Task description
Go to the line in the entries below that holds "PR #2398, opened 2026-07-24" and repeat exactly from there through the line that holds "-35,6 +35,21 @@ runtime.", inclusive.

* * *

PR #2372, opened 2026-07-23
fix(quota): restore Grok usage for current CLI auth and billing schema

### LINKED ISSUE #2352: bug: Grok Usage card missing plan credits (auth.json + billing schema drift)

JOUYO:
### Linked issue

Closes #2352

### Type of change

- [x] Bug fix
- [ ] Docs

### What does this PR do

Grok Settings → Usage never showed monthly credits for normal CLI logins because the fetcher was out of date with the current Grok CLI:

1. **Auth store**: live `~/.grok/auth.json` nests the JWT under `key` (and may use a top-level direct entry). The old reader only accepted top-level `access_token`, so token lookup returned null and the billing fetch never ran.
2. **Billing schema**: current `GET /v1/billing` reports usage as `config.used.val`, while the fetcher only looked at legacy `usage.creditUsage`.
3. **Plan label**: also read `subscription_tier_display` from `/v1/settings` (e.g. `SuperGrok Heavy`) and surface account details from auth.json.

Includes unit coverage for nested CLI credentials, expired-token refresh, and 401 retry.

### How did you verify it

- Unit tests: `npx vitest run packages/server/src/services/quota-fetcher/providers/grok.test.ts packages/server/src/services/quota-fetcher/service.test.ts --bail=1` (31 passed)
- Live host check against a logged-in Grok CLI:
  - nested/`key` auth.json parses and billing returns monthly credits (`used` / `limit`)
  - settings returns `subscription_tier_display: "SuperGrok Heavy"`
  - daemon `provider.usage.list` then reports Grok as `available` with plan label + monthly credits balance
- `npm run lint` / format / server typecheck clean on the touched files

### Checklist

- [x] `npm run lint` passes
- [x] Linked issue present for bug fix / behavior change
- [x] Verification section filled with what *I* actually ran

### DIFF
--- a/packages/server/src/services/quota-fetcher/providers/grok.test.ts
+++ b/packages/server/src/services/quota-fetcher/providers/grok.test.ts
@@ -1,0 +1,185 @@
+import { promises as fs } from "node:fs";
+import os from "node:os";
+import path from "node:path";
+
+import { afterEach, describe, expect, test, vi } from "vitest";
+
+import { createTestLogger } from "../../../test-utils/test-logger.js";
+import { GrokQuotaProvider } from "./grok.js";
+
+const temporaryDirectories: string[] = [];
+
+async function createGrokHome(): Promise<string> {
+  const grokHome = await fs.mkdtemp(path.join(os.tmpdir(), "paseo-grok-usage-"));
+  temporaryDirectories.push(grokHome);
+  return grokHome;
+}
+
+afterEach(async () => {
+  await Promise.all(
+    temporaryDirectories.splice(0).map(async (directory) => {
+      await fs.rm(directory, { recursive: true, force: true });
+    }),
+  );
+});
+
+describe("GrokQuotaProvider", () => {
+  test("reads the current Grok CLI credential store and billing counters", async () => {
+    const grokHome = await createGrokHome();
+    await fs.writeFile(
+      path.join(grokHome, "auth.json"),
+      JSON.stringify({
+        "https://auth.x.ai::account": {
+          key: "grok_cli_token",
+          email: "person@example.test",
+          first_name: "Test",
+          last_name: "Account",
+          principal_type: "user",
+        },
+      }),
+    );
+    const fetchApi = vi.fn(async (input: RequestInfo | URL, init?: RequestInit) => {
+      expect(init?.headers).toMatchObject({ Authorization: "Bearer grok_cli_token" });
+      const url = input.toString();
+      if (url.endsWith("/v1/settings")) {
+        return new Response(JSON.stringify({ subscription_tier_display: "SuperGrok Heavy" }), {
+          status: 200,
+          headers: { "content-type": "application/json" },
+        });
+      }
+      return new Response(
+        JSON.stringify({ config: { monthlyLimit: { val: 100 }, used: { val: 25 } } }),
+        { status: 200, headers: { "content-type": "application/json" } },
+      );
+    }) as unknown as typeof fetch;
+    const provider = new GrokQuotaProvider({
+      logger: createTestLogger(),
+      fetch: fetchApi,
+      grokHome,
+    });
+
+    await expect(provider.fetchUsage()).resolves.toMatchObject({
+      status: "available",
+      planLabel: "SuperGrok Heavy",
+      balances: [expect.objectContaining({ used: 25, remaining: 75, limit: 100 })],
+      details: [
+        { id: "account_email", label: "Account email", value: "person@example.test" },
+        { id: "account_name", label: "Account", value: "Test Account" },
+        { id: "account_type", label: "Account type", value: "user" },
+      ],
+    });
+  });
+
+  test("refreshes an expired CLI credential before requesting usage", async () => {
+    const grokHome = await createGrokHome();
+    const authPath = path.join(grokHome, "auth.json");
+    await fs.writeFile(
+      authPath,
+      JSON.stringify({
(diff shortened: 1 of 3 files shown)


JOUYO:
Superseded by https://github.com/getpaseo/paseo/pull/2385, which includes this change (and later polish) on current main.

PR #2388, opened 2026-07-24
refactor(server): separate provider history reads from interactive resume

### LINKED ISSUE #2364: refactor(server): separate provider history reads from interactive resume
### What should change

PR #2348 introduced the runtime-only `AgentResumeSessionOptions.purpose` option so archived Codex timelines can read provider history without performing a native interactive resume.

The option now crosses agent loading, `AgentManager`, the provider registry, and the shared `AgentClient` interface even though history reading and interactive resume have different contracts. Split those operations so history hydration does not need to masquerade as session resume.

### Desired shape

- Give providers a dedicated history-read path that owns and closes any temporary process on success or failure.
- Hydrate archived timelines without changing Paseo `archivedAt` or the provider-native archive state.
- Keep `resumeSession` interactive and preserve its current failure timing. Do not defer invalid-session errors until the first prompt.
- Remove `AgentResumeSessionOptions` and the `interactive | history` purpose plumbing.
- Preserve concurrent loader and timeline-hydration behavior introduced by #2316.
- Lock the current behavior at the public seam before reshaping it.

Refs #2348, #2347, and #2316.

dwyanewang:
## Summary

Rebased onto current `main` after #3647. This PR keeps #3647's in-memory timeline model and separates read-only provider history access from interactive session resume:

- adds optional `AgentClient.readSessionHistory()` with a narrow history context;
- returns `{ events, coverage: { kind: "complete" } }`, leaving an internal result seam for future coverage variants without implementing pagination;
- removes `AgentResumeSessionOptions` and all `purpose: "history"` plumbing;
- hydrates archived records into retained closed snapshots without registering an interactive provider session;
- shares concurrent archived reads, upgrades deferred broadcast requests, and preserves concurrent unarchive promotion;
- migrates Codex, ACP-based providers, Claude, OpenCode, OMP, and Pi to provider-owned history readers;
- forwards the contract through derived/custom providers while remapping event provider IDs.

Closed history hydration is memory-only. It does not restore file timeline persistence, seed or commit the injectable durable timeline store, or reintroduce history reconciliation.

## Provider behavior

| Provider | Read-only history path |
| --- | --- |
| Codex | Initialize a temporary app-server and call `thread/read` directly; no loaded-list, resume, unarchive, skills, collaboration modes, or interactive tool setup |
| ACP | Initialize a temporary process and call `session/load` with `mcpServers: []`; resume-only providers return an unsupported error |
| Claude | Read the persisted transcript without starting an SDK query; resolve `CLAUDE_CONFIG_DIR` from explicit config, provider profile env, daemon env, then `~/.claude` |
| OpenCode | Call session metadata/messages directly; no global event attachment or native abort; release every acquisition on success and failure |
| OMP | Start only the minimal history RPC runtime; no model, mode, prompt, host-tool, or subagent subscription setup |
| Pi | Parse the persisted JSONL directly without starting a runtime or installing temporary MCP/extensions |

Codex persisted child histories are loaded with a maximum concurrency of 8 and the existing 100-thread cap, deduplication, nested traversal, and per-child failure isolation. Results are applied in batch route order so completion timing cannot reorder the restored timeline.

## Archive behavior

- A history read leaves Paseo `archivedAt` and provider-native archive state unchanged.
- The snapshot is published only after provider resources are released and all events are applied.
- A failed read leaves no partial timeline, provider-subagent state, or closed snapshot.
- A concurrent unarchive releases the closed snapshot and runs normal interactive resume.
- Successful history is reused during that promotion; failed history is hydrated normally by the interactive session.
- Closed responses use the stored agent record as authority for title, status, archive timestamp, labels, owner, attention, persistence metadata, and internal visibility.
- Registering a live session, deleting the agent, or discarding retained state removes the closed snapshot.

## Regression coverage

This PR incorporates the narrow provider behaviors demonstrated by:

- #3274: an unarchived native Codex thread remains an inert `thread/read` during archived history access;
- #3355 / #3356: Codex child history reads are bounded at 8, complete, deterministic, and failure-isolated;
- #3358: archived OpenCode history attaches to no live event stream and never aborts the native session;
- #3155: Claude history and import lookup honor a profile-level `CLAUDE_CONFIG_DIR`.

These are contract regression cases, not additional feature surfaces.

## Scope guard

This PR does not include:

- #3261 pagination, `thread/turns/list`, timeline cursors, or CLI tail changes;
- app, protocol, CLI, or wire-schema changes;
- file timeline persistence, SQLite, append-only caches, durable history snapshots, or old reconciliation;
- the broader live/history hydration transaction from #2722;
- archive/resume lifecycle-lock expansion from #3544;
- unrelated provider or timeline cleanup.

The diff is limited to server implementation/tests and the two owning docs.

## Verification

Focused Vitest files passed:

- archived loader: 8 tests;
- AgentManager: 169 tests;
- Codex: 144 tests;
- ACP: 99 tests;
- OpenCode: 127 tests;
- Claude config/history: 21 tests;
- OMP: 30 tests;
- Pi: 66 tests;
- provider registry: 50 tests;
- session/MCP exposure: 272 tests.

Static/build verification passed:

- `npm run build:server`
- `npm run typecheck`
- `npm run lint`
- `npm run format`
- `npm run format:check`
- `git diff --check`
- scope searches for removed history-purpose/durable-reconciliation symbols and forbidden package changes

The full test suite was not run locally per repository guidance.

Closes #2364.


boudra:
Closing for now: please reopen with real-provider before/after evidence that archived Codex history reads leave the native thread untouched and release temporary resources, and that OpenCode history reads do not abort ongoing native work.

dwyanewang:
Reopened as #4473 with the evidence you asked for.

This PR could not be reopened: rebasing onto current `main` required a force-push, and GitHub refuses to reopen a closed PR whose head branch was force-pushed. Same branch, same work, continued in #4473.

Both suites were run against `upstream/main` and against the branch. The `main` failures are the behaviour the PR changes.

**Codex** — real `codex` 0.153.4, local stub model backend, so it reproduces without credentials:

- *leaves the native thread untouched*: after the history read the test archives the thread again. Codex rejects that while a writer is held, and on `main` it fails with `thread … already has an active writer` — the read had resumed the thread and claimed its writer. The dedicated read only issues `thread/read`, takes no writer, and the archive succeeds.
- *releases temporary resources*: on `main` a `codex app-server` this test process spawned is still alive after the read (`expected [ 647875 ] to deeply equal []`). The archived record is registered as a live interactive session, `ensureAgentLoaded` has no close on the archived path, and there is no idle reclamation.

**OpenCode** — real `opencode serve` 1.14.46 behind a recording proxy: a history read plus the close a tab teardown triggers sends exactly one `session.abort` on `main` (`expected 1 to be +0`). `abortOpenCodeSession` is unconditional in `close()`, and the abort is session-scoped rather than turn-scoped, so it cancels whatever that session is running — and OpenCode's native archive is only a numeric field, so an archived session can legitimately be busy.

Both skip when the provider binary is absent, and neither runs in the default `test:e2e` sweep.

One thing this turned up that is **not** fixed in #4473, since it belongs in its own change: `archiveAgentUnlocked` syncs the native archive before closing the runtime, so `thread/archive` loses to the thread's own writer lock and the best-effort `catch` in `syncNativeArchiveState` swallows it. A Paseo-archived Codex agent therefore usually leaves its native thread active. That is also why `allowArchivedHistory` rarely engages today — `thread/resume` succeeds instead of raising the archived error the guard keys off. Happy to open a separate issue or PR for it if useful.

boudra:

PR #2396, opened 2026-07-24
Add SSH remote host support for tunneling daemon connections

bendavid:
## Summary

Connect to a remote Paseo daemon over SSH from the CLI (`--host ssh://user@host`) and the desktop app. The CLI ensures a daemon is running on the remote host (installing Paseo if needed), opens an SSH local port-forward, and tunnels the WebSocket connection through it — all over a single SSH connection.

See [docs/ssh.md](docs/ssh.md) for the design and the gotchas behind it.

## How it works

**One connection.** The remote command is `exec /bin/sh` while `-L` forwards the port, and the ensure script is piped to that shell over stdin. sshd hands a remote command to the user's *own* shell (from the password database), which may be fish or tcsh — so the command is reduced to three metacharacter-free words that every shell agrees on, and the script never has to survive their quoting rules. It also keeps the script out of the remote host's process list.

On success the script deliberately doesn't exit: `sh` reading from a pipe blocks for the next line, and that block *is* the keepalive. Closing stdin is the teardown.

**Readiness is a `READY:` marker**, not prose. The port forward accepts connections before the remote daemon is listening, so waiting on the local port is a false positive.

**Which remote `paseo` runs**, in order: anything already listening on the port → a `paseo` on `PATH` (global npm, system package manager) → a Paseo-managed install under `installDir`. Preferring `PATH` is about correctness, not disk: a second copy would let someone on the remote host start a conflicting daemon against the same `PASEO_HOME`. Paseo only ever installs or upgrades inside `installDir`. The managed copy is pinned to the local CLI version, falling back to `latest` when that version isn't published (source checkouts, betas).

**Password prompts are rendered by Paseo.** SSH only takes a secret from a program's stdout, so there is still a small askpass program — but it just relays over a unix socket to the app, which shows a styled, localized prompt that says whether it wants a key passphrase or an account password. The helper is written at runtime, so nothing needs unpacking from an asar archive. This replaced `zenity`/`kdialog`/`osascript`, along with their GTK baggage (underscores read as mnemonic accelerators, Pango markup parsing, AppleScript escaping).

**Cancelling ends the attempt.** SSH ignores an askpass program's exit status and simply retries, so cancellation is signalled out of band — the desktop aborts an `AbortSignal`; the CLI's terminal prompt writes a marker to stderr. SSH's three attempts are left intact so a *typo* stays retryable.

## Changes

- **CLI** (`packages/cli/src/ssh/`): `ssh-host-config` (parse `ssh://` URIs), `ssh-process` (SSH args, tunnel, terminal askpass), `ssh-connection` (ensure + tunnel), `remote-daemon` (ensure script and failure messages), `askpass-channel` (socket relay for GUI prompts)
- **CLI** (`local-daemon.ts`): `systemd-run --user --scope` + `loginctl enable-linger` so a detached daemon survives the session that started it, behind a `DaemonLaunchRuntime` seam
- **Protocol**: `SshHostConnectionSchema`. `port` is deliberately *not* defaulted — "unset" has to stay distinguishable from "22" so a `Port` directive in `~/.ssh/config` wins
- **App**: SSH connection type end to end, add-host modal, and a globally mounted password prompt so reconnects outside the add-host flow are covered
- **Desktop** (`main.ts`, `preload.ts`): SSH bridge IPC — open/close tunnel, progress events, password relay

## Notes for review

- **Origin stripping is scoped.** A renderer's origin can never match a tunnel's ephemeral loopback port, so the daemon's same-origin check would reject every tunneled connection. The header is removed only for ports the main process is currently forwarding — never for loopback generally, which would also disable the check for a directly-connected local daemon. Untrusted web content runs in a separate Electron session the rule isn't installed on.
- **Host keys are trust-on-first-use** (`StrictHostKeyChecking=accept-new`). A *changed* key still fails, but a first connection from the GUI accepts an unknown key without showing a fingerprint. Noted in SECURITY.md.
- **Non-active SSH connections are not latency-probed.** Probing one means spawning ssh, authenticating, and running the ensure script — every 120s, re-prompting password-auth hosts. The tradeoff is that the adaptive switcher won't move *onto* a tunnel on RTT alone, which is the behavior we want anyway. Failover is unaffected.
- **Requires a POSIX remote** with `/bin/sh` and Node. The local GUI prompt path is POSIX-only too (Windows would need a named pipe).

## Test plan

- [x] `paseo ls -a --host ssh://submit82.mit.edu` — single password prompt, agents listed, clean exit
- [x] Fresh daemon start on remote host — ensure script installs/launches, tunnel connects
- [x] Desktop SSH connection — progress messages displayed, WebSocket connects through tunnel
- [x] Askpass channel driven exactly as ssh drives it (prompt as argv[1], secret on stdout): relay, decline, timeout, closed-channel
- [x] Cancel vs. wrong password measured against a live sshd — declining aborts on the first prompt (~120ms); a wrong password still retries
- [x] Ensure script executed through a real `sh` against stubbed PATHs — ready/node-missing/npm-missing/`PATH`-preferred/unpublished-version paths
- [x] typecheck, lint, format, and 186 unit tests across cli/app/protocol/desktop

### DIFF
--- a/CLAUDE.md
+++ b/CLAUDE.md
@@ -40,6 +40,7 @@ At the start of non-trivial work, list `docs/` and skim anything relevant to the
 | [docs/forge-providers.md](docs/forge-providers.md)                 | Adding a git forge: registry/manifest, drop-in checklist, self-host/GHES, the two facts tiers                                  |
 | [docs/custom-providers.md](docs/custom-providers.md)               | Custom provider config: Z.AI, Alibaba/Qwen, ACP agents, profiles, custom binaries                                              |
 | [docs/service-proxy.md](docs/service-proxy.md)                     | Service proxy: exposing workspace scripts at public URLs, DNS setup, reverse proxy config                                      |
+| [docs/ssh.md](docs/ssh.md)                                         | SSH remote hosts: single-connection tunnel, ensure script contract, which remote `paseo` runs, askpass and Origin gotchas      |
 | [docs/development.md](docs/development.md)                         | Dev server, build sync gotchas, CLI reference, agent state, Playwright MCP                                                     |
 | [docs/rpc-namespacing.md](docs/rpc-namespacing.md)                 | WebSocket RPC naming convention — dotted namespaces and `.request`/`.response` pairs                                           |
 | [docs/protocol-validation.md](docs/protocol-validation.md)         | zod-aot generated inbound WebSocket validation, patched compiler regressions, schema-purity rules                              |
--- a/SECURITY.md
+++ b/SECURITY.md
@@ -64,6 +64,30 @@ CORS is not a complete security boundary. It controls which browser origins can 
 
 Paseo validates the `Host` header on every HTTP request and every WebSocket upgrade against an allowlist (Vite-style semantics). By default, only `localhost`, `*.localhost`, and any literal IP address (IPv4 or IPv6) are accepted. Additional hostnames can be configured via `hostnames` in `config.json` or the `PASEO_HOSTNAMES` env var (comma-separated; entries beginning with `.` match a domain and its subdomains; the value `true` disables the allowlist entirely). Requests with unrecognized hosts are rejected with `403 Host not allowed`.
 
+## SSH tunnels
+
+The CLI and desktop app can reach a daemon on another machine over `ssh -L`
+(see [docs/ssh.md](docs/ssh.md)). The remote daemon binds `127.0.0.1` and is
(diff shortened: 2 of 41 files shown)


MakFly:
hi , where this PR we will merge ?

boudra:
Thanks for exploring SSH support. #3989 supersedes the connection workflow with transport-only SSH for the CLI and desktop. We are deliberately not coupling transport to remote installation, launch, supervision, or credential prompting; any future remote install will be a separate, explicit user action. Closing in favor of #3989.

PR #2398, opened 2026-07-24
fix(acp): retry prompts while provider turn is busy

alexandreumatize:
## Summary

- retry only ACP errors whose `data.code` is exactly `turn.agent_busy`, preserving the Paseo turn, message ID, and single user timeline row
- use jittered exponential backoff from 250 ms up to 5 seconds while keeping autonomous provider events unscoped
- make cancel, permission denial, close, and late provider responses lifecycle-safe without changing public interfaces or the ACP protocol
- document provider-declared busy turn semantics

## Validation

- `npx vitest run packages/server/src/server/agent/providers/acp-agent.test.ts --bail=1` — 96 passed
- `npm run typecheck`
- `npm run lint`
- `npm run format:check`
- `git diff --check`
- isolated Kimi ACP reproduction on port 6779: background command completed, concurrent prompt queued on `turn.agent_busy`, then delivered once after the autonomous turn

The main Paseo daemon was not restarted or modified during validation.

### DIFF
--- a/docs/agent-lifecycle.md
+++ b/docs/agent-lifecycle.md
@@ -35,6 +35,21 @@ runtime.
 
 Cancellation changes lifecycle state only after the provider acknowledges the interrupt or emits a terminal turn event. If the interrupt is rejected or times out, the agent remains `running` with its active foreground turn intact. Follow-up actions such as replacement, reload, rewind, and Stop must report that failure instead of accepting work they cannot perform. Synthesizing a local cancellation without provider acknowledgment creates a split-brain session: Paseo accepts a new prompt while the provider still owns the previous foreground turn.
 
+### Provider-declared busy turns
+
+An ACP provider may start autonomous work outside a Paseo foreground prompt. If a new
+`session/prompt` is rejected with JSON-RPC `data.code === "turn.agent_busy"`, the generic ACP
+adapter keeps the Paseo turn `running` and retries the same prompt and message ID with jittered
+exponential backoff (250 ms, capped at 5 seconds). The canonical user timeline row is emitted only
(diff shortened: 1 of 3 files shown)


lxsolutions:
+1 from a live Kimi hit today — this exact scenario, on Paseo 0.1.110 / kimi-code 0.29.0 (ACP), Ubuntu 24.04.

A Kimi agent was mid-turn doing legitimate long-running tool work. While turn 8 was active (06:17:18 → 06:23:07), five user prompts were rejected with `turn.agent_busy`:

```text
2026-08-05T06:17:58 WARN acp: prompt rejected because another turn is active  details="{\"turnId\":8}"
… (06:18:12, 06:18:37, 06:19:33, 06:20:06)
2026-08-05T06:23:07 INFO llm response turnStep=8/7   (end_turn)
```

Each rejection surfaced as `[System Error]` in the timeline, so from the user's seat a healthy, progressing turn looked like a crashing agent. The next prompt after the turn ended went through immediately.

Two data points beyond the existing repro:

1. The busy window here was ~6 minutes of real work — long enough that a human retries several times, producing exactly the pile of error rows this PR eliminates. With autonomous/goal-style turns the window can be much longer, which makes the retry path even more valuable.
2. Each rejection also flips the agent's status to `error`, and that state **outlives the turn** — the agent still showed `error` minutes after `end_turn`, and `cancel_agent` in that state returns `success: false`. That status-lifecycle piece survives this PR (any transient prompt rejection can still trip it), so I filed it separately as #2889.

*Comment compiled with AI assistance from live daemon/provider logs; timestamps and observations are from a real run.*

PR #2408, opened 2026-07-24
fix(server): stop OpenCode serve rotation on catalog refresh

### LINKED ISSUE #2370: bug: OpenCode server processes accumulate indefinitely on provider catalog refresh (acquireNew leaks retired servers)
## Summary

Every `fetchCatalog({ force: true })` call spawns a new `opencode serve` subprocess via `acquireNew()` and retires the previous one. Retired servers **stay alive** because active sessions hold references (`refCount > 0`). This means servers accumulate indefinitely — each catalog refresh leaks a ~300MB process until all sessions referencing old servers are closed.

## Observed behavior

With 3 idle Paseo OpenCode sessions:

```
Four opencode serve processes: approximately 1.24 GiB RAM combined
```

4 servers for 3 sessions — the singleton should produce exactly 1.

## Root cause

**`packages/server/src/server/agent/providers/opencode-agent.ts:1346-1348`** —`fetchCatalog` calls `acquireNew()` when `force` is true:

```ts
async fetchCatalog(options: FetchCatalogOptions): Promise<ProviderCatalog> {
    const acquisition = options.force
      ? await this.serverManager.acquireNew()   // ← spawns new server, retires current
      : await this.serverManager.acquireCurrent();
```

**`packages/server/src/server/agent/providers/opencode/server-manager.ts:142-144`** — `acquireNew()` rotates current to retired and spawns a new one:

```ts
async acquireNew(): Promise<OpenCodeServerAcquisition> {
    const server = await this.getNewServer();
    return this.acquireServer(server);
}
```

**`server-manager.ts:388-394`** —`cleanupRetiredServers()` only kills a retired server when its `refCount` hits 0. But each session holds a ref (`releaseServer` at `opencode-agent.ts:2770`) that is only released on `close()`. So retired servers stay alive as long as any session that was alive when the server was current still exists.

**Trigger path:**
1. Client sends `refresh_providers_snapshot_request` (WebSocket)
2. `provider-catalog-session.ts:378` calls `refreshSnapshotForCwd()`
3. `provider-snapshot-manager.ts:575` calls `loadProviders({ force: true })`
4. `provider-snapshot-manager.ts:724` calls `fetchCatalog({ cwd, force: true })`
5. `opencode-agent.ts:1348` calls `acquireNew()` → new server spawned

## How to reproduce

1. Create 3 OpenCode agents in Paseo (each uses `acquireCurrent()` → shared server A)
2. Trigger a provider catalog refresh from the UI (e.g., open the model selector)
3. `fetchCatalog({ force: true })` → server A retired, server B spawned
4. Repeat catalog refresh → server B retired, server C spawned
5. Run `ps aux | grep "opencode serve"` — 3 servers alive for 3 sessions
6. Repeat again → 4 servers for 3 sessions

## Impact

Each orphaned `opencode serve` consumes ~300MB RSS. For users who run long-lived sessions and occasionally refresh providers, this silently accumulates into gigabytes of wasted RAM. No cleanup until all sessions are closed.

## Suggested fix

Two options, not mutually exclusive:

**Option A** — Change `fetchCatalog({ force: true })` to use `acquireCurrent()` instead of `acquireNew()`. The existing server already has models loaded; there is no evidence that a fresh server picks up different state. If state freshness is the goal, a separate mechanism (e.g., signal the existing server to reload) would be more appropriate.

**Option B** — On rotation, migrate sessions from the retiring server to the new one (update the client URL and release the old ref), so retired servers can actually be cleaned up. This would fix the root cause for all `acquireNew()` callers.

## Related issues

- #1178 — Feature request: allow OpenCode provider to attach to an existing server (related but different)
- #1396 — Fixed: Windows OpenCode serve subprocesses remain after archiving agents (different trigger)
- #2107 — Open: Disabled OpenCode provider still starts opencode serve (different trigger)

FluX-de-creator:
## Summary
- Force provider catalog refresh no longer calls `acquireNew()`, which retired the shared `opencode serve` while sessions still held refs and leaked ~300MB processes per refresh.
- Catalog refresh always uses `acquireCurrent()` so Paseo still bypasses its snapshot cache and re-probes over HTTP without rotating helper processes.
- Tests updated/added to lock in the no-rotation behavior under held session refs.

Fixes #2370

## Test plan
- [x] `npx vitest run packages/server/src/server/agent/providers/opencode-agent.list-models-timeout.test.ts --bail=1`
- [x] typecheck + lint on touched files
- [ ] Manual: open 3 OpenCode agents, refresh providers several times, confirm `opencode serve` count stays ~1

### DIFF
--- a/packages/server/src/server/agent/providers/opencode-agent.list-models-timeout.test.ts
+++ b/packages/server/src/server/agent/providers/opencode-agent.list-models-timeout.test.ts
@@ -64,7 +64,7 @@ test("allows a slow provider.list call to succeed instead of failing after 10 se
   expect(openCodeClient.calls.providerList).toHaveLength(1);
 });
 
-test("uses a new server for explicit catalog refresh", async () => {
+test("uses the current server for explicit catalog refresh", async () => {
   const runtime = new TestOpenCodeHarness();
   const openCodeClient = new TestOpenCodeClient();
   openCodeClient.providerListResponse = {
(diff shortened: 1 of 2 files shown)


FluX-de-creator:
Closing — opened against upstream by mistake; work remains on fork FluX-de-creator/paseo only.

* * *

Written response
PR #2398, opened 2026-07-24
fix(acp): retry prompts while provider turn is busy

alexandreumatize:
## Summary

- retry only ACP errors whose `data.code` is exactly `turn.agent_busy`, preserving the Paseo turn, message ID, and single user timeline row
- use jittered exponential backoff from 250 ms up to 5 seconds while keeping autonomous provider events unscoped
- make cancel, permission denial, close, and late provider responses lifecycle-safe without changing public interfaces or the ACP protocol
- document provider-declared busy turn semantics

## Validation

- `npx vitest run packages/server/src/server/agent/providers/acp-agent.test.ts --bail=1` — 96 passed
- `npm run typecheck`
- `npm run lint`
- `npm run format:check`
- `git diff --check`
- isolated Kimi ACP reproduction on port 6779: background command completed, concurrent prompt queued on `turn.agent_busy`, then delivered once after the autonomous turn

The main Paseo daemon was not restarted or modified during validation.

### DIFF
--- a/docs/agent-lifecycle.md
+++ b/docs/agent-lifecycle.md
@@ -35,6 +35,21 @@ runtime.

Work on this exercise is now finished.